Relation of severity of symptoms to prognosis in stable angina pectoris.


To determine if severity of angina is related to the extent of coronary artery disease (CAD) or prognosis, 341 patients were evaluated by a systematic physician-administered angina questionnaire at entry into a large-scale randomized study of medical vs surgical treatment of stable angina pectoris. Severity of angina was numerically scored; scores were based on frequency of pain, rest pain, amount of daily medication, and level of daily activity. Severity scores were separated into mild, moderate and severe groups of approximately equal numbers and correlated with (1) number of coronary arteries narrowed, (2) presence of left main CAD, (3) ejection fraction less than 50%, (4) abnormalities of left ventricular function, (5) 3-vessel CAD with abnormal left ventricular function, (6) increased heart size by chest x-ray, (7) a noninvasive measure of prognosis, and (8) mortality.

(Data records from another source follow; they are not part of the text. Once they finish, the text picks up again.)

PR #515, opened 2021-11-03
V2.0 react binding

mrrostam:
updated the react binding and demo to use the new web binding

### DIFF
--- a/binding/react/src/usePorcupine.ts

Severity of angina was not significantly related to any of the above variables except for the presence of left main CAD (p = 0.046) and increased heart size by chest x-ray (p = 0.001), both of which had low prevalence rates. Severity of angina at baseline was not related to 7-year survival in patients treated medically or surgically. Severity of angina at baseline, however, did predict 1- to 2-year survival in medically treated patients. Similarly, the severity of angina at 1 year and severity at 5 years predicted survival in the subsequent 4 years in the medical group.(ABSTRACT TRUNCATED AT 250 WORDS).